Und man kann das Kind ja zur Adoption freigeben!

Spätabtreibungen sind besonders grausam.

Man sollte auch dran denken das ein Kind auch später durch einen Unfall oder eine Krankheit behindert werden kann.

Soll man dieses Kind dann auch eiskalt mit einer Spritze ins Herz auslöschen?

Ich bin gegen Abtreibung.

Behinderte Menschen haben auch ein Recht auf ein menschenwürdiges Leben.

Es ist traurig wenn der Mensch entscheidet wer leben darf und wer ermordet wird.

Heute sind es die Babys mit Down-Syndrom

Morgen die intersexuellen ,transsexuellen , homosexuellen(wenn das schon früh zu erkennen wäre..)

Wer ist es in Zukunft?

Das Baby das die falsche Augenfarbe hat ,das  falsche Geschlecht..

Antwort
von antiabtreibung, 33

Was haltet ihr wenn man behinderte Mensche umbringt?

Der Mutter meines Freudes wurde gesagt dass er  100%  Behindert sein wird
wird.  Er ist NICHT behindert auf die Welt gekommen. Ärtze können nichts 100% prozentig sagen. 
Studien haben ergeben das das Baby ab der 4-5 Woche berührungen wahr nehmen kann noch intensiver als ausgebildete Menschen. Das bedeutet das es intensiver schmerz wahr nehmen kann.

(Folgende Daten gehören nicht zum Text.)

PR #772, opened 2015-04-16
Use delegate_to instead of datastream in the options for property

jcoyne:
Trying to reduce/elimnate the useage of "datastream" especially in the
public API.


awead:
:+1: if Travis is ok.

PR #777, opened 2015-04-27
Patches casting behavior

### LINKED ISSUE #746: Backport #745 to version 8.x

dchandekstark:
See https://github.com/projecthydra/active_fedora/wiki/Patching-ActiveFedora-7.x-&-8.x-Casting-Behavior
for detailed information on the problem.

The solution offered in this patch preserves the most-specific-class algorithm
of `ActiveFedora::ContentModel.best_model_for` and raises a new execption,
`ActiveFedora::ModelNotAsserted` in `ActiveFedora::Core#adapt_to_cmodel`.

Note that a repository object can still be loaded into a model class not asserted,
for example, by using `.find` with `cast: false`.

Closes #746 (although not really a backport)

### DIFF
--- a/lib/active_fedora/rdf/identifiable.rb
+++ b/lib/active_fedora/rdf/identifiable.rb
@@ -47,7 +47,7 @@ module ActiveFedora::RDF::Identifiable
     # @param [RDF::URI] uri URI that is being looked up.
     def from_uri(uri,_)
       begin
-        self.find(pid_from_subject(uri))
+        ActiveFedora::Base.find(pid_from_subject(uri))
       rescue ActiveFedora::ObjectNotFoundError
         self.ds_specs[resource_datastream.to_s][:type].resource_class.new(uri)
       end
--- a/spec/unit/om_datastream_spec.rb
+++ b/spec/unit/om_datastream_spec.rb
@@ -407,15 +407,15 @@ describe ActiveFedora::OmDatastream do
       @obj = MyObj.new
       @obj.descMetadata.title = 'Foobar'
       @obj.save
+      @obj.reload
     end
     after do
       @obj.destroy
       Object.send(:remove_const, :MyObj)
     end
-    subject { @obj.reload.descMetadata } 
     it "should not load the descMetadata datastream when calling content_changed?" do
       @obj.inner_object.repository.should_not_receive(:datastream_dissemination).with(hash_including(:dsid=>'descMetadata'))
-      subject.should_not be_content_changed
+      @obj.descMetadata.should_not be_content_changed
     end
   end
 end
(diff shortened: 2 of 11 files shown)


dchandekstark:
Attn @awead @cjcolvar @jcoyne

lib/active_fedora/rdf/identifiable.rb
```diff
@@ -47,7 +47,7 @@ def resource_datastream(ds=nil)
     # @param [RDF::URI] uri URI that is being looked up.
     def from_uri(uri,_)
       begin
-        self.find(pid_from_subject(uri))
+        ActiveFedora::Base.find(pid_from_subject(uri))
```
dchandekstark: I think this is the right adjustment.  Somebody tell me otherwise.

spec/unit/om_datastream_spec.rb
```diff
@@ -407,15 +407,15 @@ class MyObj < ActiveFedora::Base
...
     end
     after do
       @obj.destroy
       Object.send(:remove_const, :MyObj)
     end
-    subject { @obj.reload.descMetadata } 
     it "should not load the descMetadata datastream when calling content_changed?" do
       @obj.inner_object.repository.should_not_receive(:datastream_dissemination).with(hash_including(:dsid=>'descMetadata'))
-      subject.should_not be_content_changed
+      @obj.descMetadata.should_not be_content_changed
```
dchandekstark: Better semantics would have fixed subject as in rdf_datastream_spec below.  Speak up if you care.

lib/active_fedora/rdf/identifiable.rb
jcoyne: I'm not sure I understand why you'd need to make this change.

dchandekstark: @jcoyne Because it blows up now if the uri points to an AF object of a different model (i.e., not <= self.class).  Alternatively, I suppose we could use `cast: false` but this seems better to me.

dchandekstark: @jcoyne Example spec is here: https://github.com/projecthydra/active_fedora/blob/8.0-stable/spec/unit/rdf_resource_datastream_spec.rb#L197-L203.  DummyAsset model is not asserted by DummyResource.

awead:
Taking a quick look, I'm :+1: but differ to the others.

cjcolvar:
:+1:

dchandekstark:
@awead @cjcolvar @jcoyne Merge?

cjcolvar:
@jcoyne Have all of your questions been adequately addressed?  I'm happy to merge if jcoyne +1 or +0's it.

jcoyne:
@cjcolvar fine by me.

PR #780, opened 2015-05-02
Add optional prefix to resource URI

awead:
This is based on some needs I've seen recently. I've seen PCDM examples prefix classes with names in the url, ex.
```
/works/work1
/works/work2
```
`works` is just a basic container. You can specify a containing URI for your classes:
``` ruby
GenericWork < ActiveFedora::Base
  uri_prefix "works"
end
```
Creating a new GenericWork will create a uri similar to:
`/fedora/rest/dev/works/ab/cd/ef/abcdef` depending on your id minting scheme.

### DIFF
--- a/lib/active_fedora.rb
+++ b/lib/active_fedora.rb
@@ -88,6 +88,7 @@ module ActiveFedora #:nodoc:
     autoload :NomDatastream
     autoload :NullRelation
     autoload :OmDatastream
+    autoload :Pathing
     autoload :Persistence
     autoload :ProfileIndexingService
     autoload :Property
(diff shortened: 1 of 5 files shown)


jcoyne:
Awead: Please test the behavior when a resource with a URI not in the root_path is loaded by a class that has root_path set.  Ensure the existing URI is not mutated when saving

jcoyne:
Retracting my earlier comment. I think this looks good. :+1:

awead:
I've refactored this and am calling it `uri_prefix` instead of `root_path`.

jcoyne:
@awead :+1: that's a much better name.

Für manche ist das Schwachsinn nur ein zellklumpen für andere ist es Leben ein Baby das fühlen kann.  Für manche zerstörrt es das Leben....mein Baby hat mir mein Leben nicht zerstörrt.

Kommentar von CalicoSkies ,

Studien haben ergeben das das Baby ab der 4-5 Woche berührungen wahr nehmen kann

Na dann würde ich diese Studien gerne sehen - ein Embryo (kein Baby!) in der 4. - 5. Woche besitzt nicht die nötigen neurologischen Anlagen dazu, um Schmerzen zu empfinden.

Antwort
von kordely, 60

Das wäre so, wie Leben verminderten Wertes.

Antwort
von ronjaaaaaaa, 119

Jeder das was er will!

Antwort
von annemarie37, 48

Warum stellst du die gleiche Frage gleich 2-mal?